Yes, like a kind of reference archive. In terms of the open call format, how did Ricardo come to want to participate in the Army of Love? I’m surprised, because he seems so resistant in the film.
He said his mother had died, and he was very sad. He lost the most important person in his life, kind of the only human love in his life. In the first film all the people identify as members of the Army of Love, as able to give love and as having special or different abilities to give love. And then in the second film Ricardo is an exception as a person clearly in need, but not easy in receiving it. I think Ana Ibis is as well, who is living with her mother, who has dementia. In the end, I think she was the person being most overwhelmed. Her life is dominated by poverty, but she also says she needs love.
I didn’t see Ricardo in the scene where everyone is dancing.
We always asked Ricardo if he’s fine with the situation, saying that he doesn’t have to participate in anything, only go for what you really want. He didn’t feel comfortable with dancing.
There are people coming to the recruitments that haven’t been intimate for many years and who have issues with it, and who see the Army of Love as a safe space to experience some intimacy. Also because it occurs within a limited period of time, and they can decide at every moment if they want to participate.
For some people our training is just a nice physical experience, and for others it’s very powerful. This is something that you need to really be careful with, when you sense how potent love is, how intensely dangerous. But I think, so far, it has always worked out.
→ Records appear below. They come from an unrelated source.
PR #743, opened 2026-06-30
fix: pin row-resize cursor during splitter drag (#709)

### LINKED ISSUE #709: Fix splitter drag cursor: no resize cursor shown during drag
## Type / Area / Difficulty

- **Type:** bug
- **Area:** UI
- **Difficulty:** XS

## 1. Symptom

When you drag the splitter between the score and the canvas to resize them, the
pointer does not show a resize cursor as it should. As you drag to the top or
bottom limit (where the splitter stops but the pointer keeps moving), the cursor
flips to a crosshair over the score area instead of staying a resize cursor. The
resize itself still works; only the cursor feedback is wrong.

## 2. Steps to reproduce

1. Open the player on a desktop browser (pointer device).
2. Press and hold the splitter bar between the score (top) and canvas (bottom).
3. Drag up or down, especially as far as it will go.
4. Watch the cursor.

## 3. Expected behaviour

Throughout the drag the cursor stays a vertical-resize cursor (`row-resize`, the
same cursor the splitter shows on hover), including when the splitter clamps at
its top/bottom limit and the pointer moves over the score.

## 4. Actual behaviour

The cursor is not pinned during the drag. Hovering the splitter shows
`row-resize` (from CSS), but once the splitter clamps or the pointer outpaces it,
the cursor reverts to the score area's `crosshair`. The JavaScript that is meant
to pin the cursor for the duration of the drag does nothing, because it assigns
an invalid value.

## 5. Affected files

- `packages/pwa/index.ts:106` — splitter `mousedown` handler:
  `document.body.style.cursor = "col.resize";`
- `packages/pwa/index.ts:118-120` — `mouseup` handler resets `document.body.style.cursor = ""`.
- `packages/pwa/src/scss/style.scss:341` — `.splitter { cursor: row-resize; }` (the intended/correct cursor).
- `packages/pwa/src/scss/style.scss:353` — the score/canvas area is `cursor: crosshair` (what shows instead).

## 6. Root cause hypothesis

Two errors in one line (`index.ts:106`):

1. **Invalid value:** `"col.resize"` uses a dot, not a hyphen. `col.resize` is
   not a valid CSS `cursor` keyword, so the browser silently ignores the
   assignment and `document.body.style.cursor` is never set during the drag.
2. **Wrong axis:** even corrected to `"col-resize"`, that is a *column* (horizontal)
   resize cursor, but the splitter resizes **height** (`newHeight = e.clientY - ...`,
   `index.ts:113-115`). The splitter's own CSS uses `row-resize`, so the JS should
   match it.

The fix is `document.body.style.cursor = "row-resize";`.

First seen: commit `ee846a52` (2026-05-04).

## 7. Test code (failing test that proves the bug)

A jsdom unit test on the splitter wiring (the cursor is set on `document.body`):

```ts
it("pins a row-resize cursor on body while dragging the splitter", () => {
  const splitter = document.querySelector(".splitter") as HTMLElement;
  splitter.dispatchEvent(new MouseEvent("mousedown", { bubbles: true }));
  expect(document.body.style.cursor).toBe("row-resize"); // currently "col.resize" (or "" if jsdom rejects it)
  document.dispatchEvent(new MouseEvent("mouseup", { bubbles: true }));
  expect(document.body.style.cursor).toBe("");
});
```

(Note: jsdom does not always validate CSS keyword values, so it may store
`"col.resize"` literally; the first assertion fails either way against the
current code.)

## 8. Acceptance criteria

- During an active splitter drag, `document.body.style.cursor` is `row-resize`.
- On `mouseup` it is cleared back to `""`.
- The resize behaviour itself is unchanged.

## 9. Risk and scope

Tiny. One-word change in one line. No behaviour change beyond the cursor. The
only adjacent code is the `mouseup` reset, which already clears the cursor and
needs no change.

## 10. Notes

- Found by the index.ts bug-hunt (2026-06-23). Two of five blind reviewers
  (comment-analyzer, silent-failure-hunter) flagged the invalid cursor
  independently; the wrong-axis point is confirmed by the splitter's own CSS
  (`row-resize`).
- Low severity (cosmetic; resize works) but a clear, correct, one-word fix.

- Tele

wainwright1000:
Pins the cursor to `row-resize` for the duration of a splitter drag, so it no longer reverts to the default pointer when the cursor briefly leaves the splitter handle mid-drag.

Changes: `src/scss/style.scss` (cursor rule) and `index.ts` (drag state), with unit (`src/test/splitter.test.ts`) and e2e (`e2e/splitter-cursor.spec.ts`) coverage.

Fixes #709


wainwmr (approved):
OK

Where does this go from here?
I have been finishing a short film called Sea Lovers. It’s exploring a more intimate relation to the ocean. I try to be careful in not being paternalistic about what people and creatures need or don’t need. This new film is very speculative. For example, how could we be hugged by the sea? A kind of reverse of the tree hug. There is also a new solution book on the ocean coming out, titled Mare Amoris. This is something I’ve been wondering about since the very beginning, how to get beyond only a human interaction.
To be honest, I don’t know what comes next for the Army of Love. It’s a really slow process, and the perception of it has changed so much. You really caught me in the middle of thinking ... I think we’ve reached a certain plateau, an eloquence, which I sensed in the last recruitments that we did.
We must also experiment in fields where we are not so secure. This will be the next challenge. I have a lot of patience with this idea. For me, this started more than thirteen years ago.
Laura Brown is a writer, curator, and editor living in New York.